Hong Kong remains one of the most efficient places in the world to form a company and one of the most carefully supervised places to run a regulated financial business. Those two facts sit side by side and explain why so many international founders, fund managers, and trading groups choose it. A private limited company can be incorporated electronically in about an hour, with no minimum capital and full foreign ownership, while the Securities and Futures Commission applies a detailed, activity-based licensing regime that is taken seriously by banks, counterparties, and global investors. Understanding both sides, the light-touch incorporation process and the heavier regulatory layer that applies only to certain activities, is essential before you commit time and money.

The mistake we see most often is treating Hong Kong as a single regulatory event.
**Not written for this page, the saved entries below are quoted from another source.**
PR #486, opened 2022-10-25
485 refurbish injection parameters

### LINKED ISSUE #485: Improve `injection_parameters.py` to better handle seeds and configuration files
There are two issues with the current implementation of [injection_parameters](https://github.com/PyFstat/PyFstat/blob/master/pyfstat)/injection_parameters.py

1) Seed handling is kinda problematic whenever a custom function is used. This is *almost always the case*, as things like spindown usually need a custom function to add the extra minus sign or to allow for mixed positive and negative values.

2) Not too much support for configuration files. This is a thing I'm starting to consider as a *must*, but haven't really got into it since there are too many choices. In the end, however, Python seems to incline towards TOML, which will be natively supported in [Python 3.11](https://docs.python.org/3.11/library/tomllib.html). `tomllib` itself is, to my understanding, essentially [tomli](https://pypi.org/project/tomli/) (do *NOT* confuse `tomli` with [toml](https://pypi.org/project/toml/), so we can use that until Python 3.11 is fully supported.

In reality, setting up involves at least two distinct authorities at the start, the Companies Registry and the Inland Revenue Department, and a third, the SFC, only if you intend to carry on a regulated activity such as dealing in securities or managing assets. After incorporation, a recurring cycle of annual filings, tax returns, audits, and register maintenance begins, and these obligations do not pause just because a founder is based overseas. The cost of getting the structure wrong is rarely the government fee; it is the remediation, the delayed bank account, or the enforcement attention.

This guide walks through the full picture for an international audience: how to incorporate a private limited company at the Companies Registry, how Business Registration with the IRD works, the mandatory company secretary and registered office, the rules for directors and shareholders, the SFC regulated activities (Types 1 to 12) and who actually needs a licence, and the ongoing regulatory filings that keep a company in good standing. The aim is to tell you who needs what, so you can plan rather than react.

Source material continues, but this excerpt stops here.